Youngkin attacked voting rights, bringing back lifetime disenfranchisement for former felons—making Virginia the only state to say that anyone convicted of any felony would be banned for life from voting (think about that: not even Mississippi). He vetoed a bipartisan bill allowing local governments to go after landlords who fail to address serious housing violations that create safety hazards. And in the run-up to the elections next week, his elections team admitted they removed almost 3,400 qualified voters from the rolls.
Tearing a further page from the Trumpist playbook, Youngkin took a series of steps against the LGBTQ and transgender communities. He quietly removed LGBTQ suicide-prevention resources from a state website, and he supported a school guidance policy requiring trans and nonbinary students to “out themselves to their parents to obtain permission to be called by their names and pronouns and to use the correct bathroom.”
On Covid, Youngkin rescinded the vaccine mandate for state employees and banned school districts from requiring kids to wear masks in school. And he offered full-throated support for a 15-week ban on abortion.
Currently, Democrats have a two-vote margin in the Senate—if they lose two seats, Republican Lieutenant Governor Winsome Sears would break the tie and give Republicans control of the agenda. Republicans, in turn, have a 52–48 majority in the state House. Most of the legislative seats are safe, leaving a handful that will decide control in both chambers. A key toss-up Senate contest in northern Virginia, where abortion and education are the key issues and the airwaves have been flooded with ads, pits Democrat Russet Perry against Republican Juan Pablo Segura. Perry has focused on Segura’s support for Youngkin’s abortion limitations; Segura on parental rights. Other pivotal races are in the Richmond suburbs and in the more rural southeastern corner of the state.
In the House, eight seats appear to hold the balance, with six of them open after incumbents retired. The most watched—and controversial—is in the Richmond suburbs, where the focus has been less on the Republican incumbent, David Owen, than on Democratic challenger Susanna Gibson, after news that she had performed sex acts with her husband on a website. But other pivotal races, in the areas around the Washington suburbs, Richmond and Hampton Roads, have seen ads focused more on the key divisions surrounding abortion, crime, and education.
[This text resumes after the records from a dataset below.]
PR #1990, opened 2018-07-02
Buffer data removal

Pessimistress:
For https://github.com/uber/deck.gl/issues/1974

#### Change List
- Remove reference to `buffer.data`

### DIFF
--- a/modules/core/src/lib/attribute-transition-utils.js
+++ b/modules/core/src/lib/attribute-transition-utils.js
@@ -108,10 +108,3 @@ export function padBuffer({
 
   fromState.setData({data});
 }
-
-export function getBufferLength(buffer) {
-  if (buffer.data) {
-    return buffer.bytes / buffer.data.BYTES_PER_ELEMENT;
-  }
-  return 0;
-}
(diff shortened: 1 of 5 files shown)


modules/core/src/lib/attribute-transition-utils.js
```diff
@@ -107,3 +108,10 @@ export function padBuffer({
 
   fromState.setData({data});
 }
+
+export function getBufferLength(buffer) {
+  if (buffer.data) {
```
1chandu: Is this temporary? wouldn't this always be false once luma PR lands?

Pessimistress: Doesn't it keep some data for debug purpose? If not, can we store the element length in the Buffer object?

1chandu: Yes we will be adding getLength support to Buffer eventually, it is going to be part of this PR : https://github.com/uber/luma.gl/pull/423

1chandu: if all you need is 'BYTES_PER_ELEMENT', can you use `getTypedArrayFromGLType` + buffer.accessor.type ? We can clean this up once we have full support in luma.gl

1chandu: Added support in luma.gl https://github.com/uber/luma.gl/pull/592

PR #1994, opened 2018-07-03
rerender sublayers when state change

Pessimistress:
For https://github.com/uber/deck.gl/issues/1993

#### Change List
- add `stateChanged` to change flags
- composite layer marks as needs update when `setState` is called
- default layer behavior is not affected

### DIFF
--- a/modules/core/src/lib/composite-layer.js
+++ b/modules/core/src/lib/composite-layer.js
@@ -38,6 +38,12 @@ export default class CompositeLayer extends Layer {
   // Provide empty definition to disable check for missing definition
   initializeState() {}
 
+  // Updates selected state members and marks the composite layer to need rerender
+  setState(updateObject) {
+    super.setState(updateObject);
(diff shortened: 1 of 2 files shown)


modules/core/src/lib/composite-layer.js
```diff
@@ -38,6 +38,12 @@ export default class CompositeLayer extends Layer {
   // Provide empty definition to disable check for missing definition
   initializeState() {}
 
+  // Updates selected state members and marks the composite layer to need rerender
+  setState(updateObject) {
+    super.setState(updateObject);
+    this.setLayerNeedsUpdate();
```
1chandu: this is will make `layermanager` to re-render all existing layers right? Instead can we just iterate over the layers of the composite-layer mark them to re-draw?

1chandu: I see, I also found the note in `updateLayers` method. Thanks for the details.

PR #3709, opened 2019-09-26
Fix inlined version in published package

Pessimistress:
This was broken when lerna stopped bumping root package version.


xintongxia:
Should we do it for all our other libs?

Pessimistress:
> Should we do it for all our other libs?

Yes.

If the 2022 elections were a harbinger of the outcome, Democrats would be very optimistic. But the money pouring into the contests, along with the low approval for President Biden, make the outcome a toss-up. The stakes, though, are high for more than Virginia. If Democrats can hold the Senate and, even more, if they win the three seats needed to take the majority in the House, it would be a grievous blow to Youngkin’s image as the guy who can win in a previously blue state while still promoting Trumpist policies.
Youngkin’s record as governor is a template for what he would do if he were elected as president. He would be affable, to be sure. But in governance, from voting rights to abortion to climate to LGBTQ rights, from race to education to judicial nominations, from Cabinet choices to White House staff, Glenn Youngkin’s approach would be little different from that of DeSantis and other Trumpist governors and presidential candidates. Fleece vests and smiles should not disguise that reality.